Порой она вспоминала, как десять лет назад Себастьян получил от своего дядюшки наследство и потратил все до копейки на устройство огромного розария возле Мейфилд-Хауса. Он даже заказал у селекционера специальный сорт, который потом назвал Джудит Росситер. Это был светло-кремовый хрупкий цветок изящной формы, не имевший ничего общего с самой Джудит. Наверное, Себастьян все же плохо знал свою жену.
Переехав в маленький деревенский домик, она не могла забрать розарий с собой, и роскошные розовые кусты так и остались возле Мейфилд-Хауса. Когда Джудит думала о том, сколько денег было на него потрачено, ее охватывала ненависть к покойному мужу, но она научилась подавлять ее. Ненависть никогда не приводит ни к чему хорошему.
Лорд Чаррингтон делал предложение Безутешной Вдове, а Джудит таковой никогда не была. Романтические бредни больше не занимали ее.
Джудит сложила в стопку последнее неглаженое белье и провела рукой по усталым глазам. Пора ложиться спать, да и свечи надо экономить.

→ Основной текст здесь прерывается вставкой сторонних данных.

PR #560, opened 2020-02-03
subscriber: several small `fmt` formatting fixes

hawkw:
* subscriber: fix misaligned levels with ANSI disabled

Currently, when ANSI color formatting is enabled, `tracing-subscriber`'s
`fmt` module left-pads the INFO and WARN levels so that log lines are
aligned. However, when ANSI colors are off, these levels are not padded.

I've fixed this by replacing the string literals in the ANSI and
not-ANSI implementations with constants, to ensure the same string is
used regardless.

* subscriber: make ANSI and not-ANSI formatting consistent

Currently, the `tracing-subscriber` crate's `fmt` module has two
separate `fmt::Display` impls for its' `FmtCtx` and `FullCtx` types,
depending on whether the feature flag that enables ANSI colors is set.
Since a lot of the `fmt::Display` implementations doesn't have anything
to do with ANSI colors, this means that we have a lot of repeated code,
and in order to keep the formatting consistent, we have to keep these
implementations in sync manually. There are currently some
inconsistencies in formatting with ANSI colors on and off, implying that
we have failed to do that.

This commit simplifies the situation significantly by consolidating the
`fmt::Display` impls into one implementation, and only feature flagging
the code that actually needs to be different. We do this by introducing
a `Style` type which exposes no-op versions of methods with the same
names as the `ansi-term` crate's `Style` when ANSI formatting is
disabled. Now, the conditional logic is hidden in the function that
returns a `Style`, and the rest of the `fmt::Display` implementations
can be agnostic of ANSI colors. In release mode, `rustc` should be able
to optimize out the no-op methods and empty struct entirely.

* subscriber: don't print curly braces on spans with no fields

Previously, when `tracing-subscriber`'s `fmt` module printed span
contexts, curly braces were only added around a span's fields. When we
replaced the previous implementation with the new `fmt::Layer`, this
behavior was lost, and empty curly braces were added to spans without
fields.

This commit fixes this by putting back the `if` conditional that used to
guard the printing of span fields.

* subscriber: use `Formatter::write_char` rather than `pad`

This commit replaces uses of `Formatter::pad` with
`Formatter::write_char` wherever a single character is written to a
formatter. This prevents us from inadvertantly padding these characters
incorrectly, and may avoid some overhead.

### DIFF
--- a/tracing-subscriber/src/fmt/format/mod.rs
+++ b/tracing-subscriber/src/fmt/format/mod.rs
@@ -576,7 +576,10 @@ where
             let fields = &ext
                 .get::<FormattedFields<N>>()
                 .expect("Unable to find FormattedFields in extensions; this is a bug");
-            write!(f, "{}{}{}:", bold.paint("{"), fields, bold.paint("}"))
+            if !fields.is_empty() {
+                write!(f, "{}{}{}", bold.paint("{"), fields, bold.paint("}"))?;
+            }
+            f.pad(":")
         })?;
 
         if seen {
--- a/tracing-subscriber/src/fmt/format/mod.rs
+++ b/tracing-subscriber/src/fmt/format/mod.rs
@@ -516,7 +516,7 @@ where
         })?;
 
         if seen {
-            f.pad(" ")?;
+            f.write_char(' ')?;
         }
         Ok(())
     }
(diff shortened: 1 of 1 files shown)


hawkw:
Note that I'd prefer to rebase merge this rather than squashing, so that each commit gets its own commit message in the master git history.

PR #1393, opened 2021-05-09
core: impl field::Value for Option<T>

DCjanus:
## Motivation

Build a span with some field might be `None` is bother now.

Before:
```rust
let span = info!("example", data = Empty );
if let Some(data) = foo() {
    span.record("data", &data);
}
```

After:
```rust
let span = info!("example", data = foo() );
```


hawkw (approved):
thanks, looks good to me.

it would be nice to have some tests for this, if you have the time?

liamdawson:
This would close #824, right?

hawkw:
merged in #1585.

Если она выйдет замуж за лорда Чаррингтона, ей никогда не придется экономить свечи. У нее будут не только свечи, но и слуги, новая одежда, школа для сына, развлечения, лошади… и никакой работы по дому.
Разве можно от этого отказаться?
Она отправилась спать, почти согласившись принять предложение лорда Чаррингтона, но провела беспокойную и почти бессонную ночь, то и дело меняя свое решение.
На следующий день Джудит с трудом сдерживалась, чтобы не накричать на детей, и те, подчиняясь безошибочному инстинкту, ушли играть в дальний угол двора и не говорили ни о лорде Чаррингтоне, ни о Хартуэлле, ни о лошадях.
Это укрепило ее решимость принять предложение графа. Сын и дочь явно хотели того же. Говорят, дети интуитивно чувствуют хороших людей. Но Джудит сомневалась в этом. Ведь дети поддаются минутному настроению, а Бастьена и Роузи подкупили тортами, лимонадом, лошадьми…
Ее терзали сомнения. Это был действительно вопрос жизни и смерти. Она должна проявить твердость духа и не упустить шанс, подаренный судьбой.